The answer must consist of each line below that holds the word "from", copied as it stands.

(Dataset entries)
--- START ---
PR #2104, opened 2025-03-27
chore: miscellanious improvements in the workflow tooling.

i4ki:

Use globals to configure the tooling versions.

none
```
no
```

### DIFF
--- a/.github/workflows/ci-sync-preview.yml
+++ b/.github/workflows/ci-sync-preview.yml
@@ -63,6 +63,9 @@ jobs:
       - name: make generate
         run: make generate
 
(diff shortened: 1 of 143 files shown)


.github/workflows/ci-sync-preview.yml
```diff
@@ -90,9 +84,6 @@ jobs:
         if: ${{ steps.list_go_packages.outputs.stdout || steps.list_e2e_packages }}
         run: make license/check
 
-      - name: Check Terramate formatting
```
i4ki, line 93: fmt was running twice :/

PR #2106, opened 2025-03-28
chore: install Go from go.mod in GHA workflows

i4ki:

Use same Go from go.mod in tests.

none

```
no
```

### DIFF
--- a/.github/workflows/benchmark.yml
+++ b/.github/workflows/benchmark.yml
@@ -28,7 +28,7 @@ jobs:
 
       - uses: actions/setup-go@0a12ed9d6a96ab950c8f026ed9f722fe0da7ef32 # pin@v5
         with:
-          go-version: '1.21'
+          go-version-file: 'go.mod'
 
       - name: run benchcheck
         id: benchmark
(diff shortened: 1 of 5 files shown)


.github/workflows/benchmark.yml
```diff
@@ -28,7 +28,7 @@ jobs:
 
       - uses: actions/setup-go@0a12ed9d6a96ab950c8f026ed9f722fe0da7ef32 # pin@v5
         with:
-          go-version: '1.21'
+          go-version-file: 'go.mod'
```
sixstone-qq, line 31: you could cache dependencies with:
```suggestion
          go-version-file: 'go.mod'
          cache-dependency-path: go.sum
```
Take into account, that's the minimal version to use but not the maximum as stated in their [doc](https://github.com/actions/setup-go?tab=readme-ov-file#getting-go-version-from-the-gomod-file)

i4ki: I think it caches by default, no? The docs seems to imply that you need this option in case you have the go.sum elsewhere in the repo (not at root).
Fri Mar 28 02:22:00 PM UTC 2025

or am I wrong?

PR #2118, opened 2025-04-09
fix: parsers reusing states in subparsers.

i4ki:

In order to pass hcl options downstream to sub-parsers they need to be re-initialized otherwise they can end up updating the wrong `hcl.Config`.

none

```
no, because the related refactor is not released.
```


snakster (approved):
LGTM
--- END ---
• _REPLY_:
chore: install Go from go.mod in GHA workflows
Use same Go from go.mod in tests.
Take into account, that's the minimal version to use but not the maximum as stated in their [doc](https://github.com/actions/setup-go?tab=readme-ov-file#getting-go-version-from-the-gomod-file)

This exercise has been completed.